Mau-Mau was out somewhere when Merci and I went out one afternoon for a walk. Merci checked the usual spots as we went along, but there was no sight of Mau-Mau. There’s an old cemetery in the middle of our village green across the street from our home. There’s a spot under one of the bushes where who we affectionately call the “bird lady” pores a 20-pound bag of wild bird seed every few weeks. Merci usually sniffs around under the bush when we walk by since the day she surprised some kind of critter feeding on the seeds. On this particular day, I stopped as Merci crept forward and, stretching her neck out, checked on what might be feeding on the bird food.
It took only a second for all hell to break loose. There was loud screeching and growling and some doggy whining as Merci tried to crawl backwards out from under the bush and escape whatever monster was attacking her. As I tried to help by hauling backwards on her leash, I happened to spot something flashing across the lawn behind the bush, heading our way. And that’s when double hell broke loose, as a two-headed ball of fur screamed, screeched and rolled around under the bush. Merci and I had backed off to a safe distance and stood there, amazed by the battle going on. It only took a few moments before a very beat-up looking cat; another one of the feral cats then making its home in our neighborhood, made its escape and dashed from under the bush and high-tailed it across the lawn to safety.

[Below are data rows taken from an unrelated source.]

Issue #1050, opened 2022-02-24
Exception when running a nested graphql query with @auth rules


dennisjlee:
**Describe the bug**
My team encountered a situation where a particular combination of @auth rules and querying through "fooConnection" relationships in GraphQL resulted in a Neo4j exception.

The exception would look like this: 
```
{"message":"Failed to invoke function `apoc.cypher.runFirstColumn`: Caused by: org.neo4j.exceptions.ParameterNotFoundException: Expected parameter(s): this_inboxes_message_attachments_auth_allow0_ownerId" ....
```

**To Reproduce**

I have a repo that reproduces the issue, with instructions: https://github.com/dennisjlee/neo4j-graphql-bug-repro

**Expected behavior**
The authorization checks should run correctly without causing any exceptions.

**System (please complete the following information):**

* OS: Windows
* Version: @neo4j/graphql@3.0.1, @neo4j/graphql-plugin-auth@1.0.0
* Node.js version: 16.14.0

**Additional context**

The underlying issue seems to be in `create-projection-and-params.ts` where the code creates the parameters for the `apoc.cypher.runFirstColumn` call. There are multiple auth-related parameters passed to the top-level query, but only one of them is passed along into the runFirstColumn call, resulting in the missing parameter exception. I have a fix that resolves the issue locally - will send a PR soon!

neo4j-team-graphql:
We've been able to confirm this bug using the steps to reproduce that you provided - many thanks @dennisjlee! :pray: We will now prioritise the bug and address it appropriately.

dennisjlee:
@angrykoala @tbwiss @darrellwarde  thank you for your help getting this merged. I saw that a new release 3.0.2 went out today but did not include this commit. Is there anything else we need to do in order to get this fix included in a release?

angrykoala:
Hi @dennisjlee 

Usually, patch release (like today) only contain non-breaking high priority bugfixes released from the `master` branch. This PR was made to `dev` and, sincerely, we didn't noticed it could have been ported to `master` so it could have been released along with the rest of the fixes. 

I've created a new pr (#1152) cherry-picking the merge commit into master so it can be released on the next patch release. Sadly, I cannot give you an exact date it will be released, but it should be in the next release, patch or minor

Sorry for the inconvenience, as we are still improving our workflow for patch releases :pray:

dennisjlee:
@angrykoala thank you for explaining! I appreciate the help.

PR #1152, opened 2022-03-18
Port PR #1051 to master

angrykoala:
The PR #1051 containing a bugfix for #1050 was made to `dev` instead of `master` so it wasn't released in `3.0.2`. This PR simply cherry picks that commit into master so it can be released on the next patch release:

Pass multiple connection parameters to runFirstColumn

### DIFF
--- a/packages/graphql/src/translate/create-projection-and-params.ts
+++ b/packages/graphql/src/translate/create-projection-and-params.ts
@@ -554,10 +554,12 @@ function createProjectionAndParams({
                 nodeVariable: varName,
             });
 
-            const connectionParamName = Object.keys(connection[1])[0];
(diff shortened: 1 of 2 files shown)


dennisjlee:
@angrykoala thank you! For future reference, should I send any PRs to target `master` instead of `dev`?

darrellwarde:
> @angrykoala thank you! For future reference, should I send any PRs to target `master` instead of `dev`?

Hey @dennisjlee, `dev` remains the default, merging to `master` is only for high priority bugs which we want to release as a hotfix. Normally these issues will be labelled with the "high priority" label and a comment will be made with instructions.

tbwiss (approved):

Up until this point we still didn’t know what had attacked what attacked Merci. We should have known, because out walked Mau-Mau, looking unscathed and unfazed by the battle he had just won. He walked right up to Merci, who seemed to flinch a bit when the cat he knew and shared his food and bed with turned out to be a raging ninja cat; all flying claws and teeth. But Mau-Mau gave Merci an affectionate sideswipe and looked up at me, as if saying, “All right, shall we continue our walk now?” Amazing!
As always seems to happen with pets, the great joy and unconditional love that they bring is often followed by loss and sadness. Mau-Mau was always a skinny cat. He always ate well and seemed healthy, but after several inconclusive checkups at the vet’s, we had to admit that he was wasting away. In the end, the vet decided that it was probably the cat’s liver that failed, maybe caused by his time in the feral world. We still miss Mau-Mau and wish he was still with us. We believe that Merci agrees.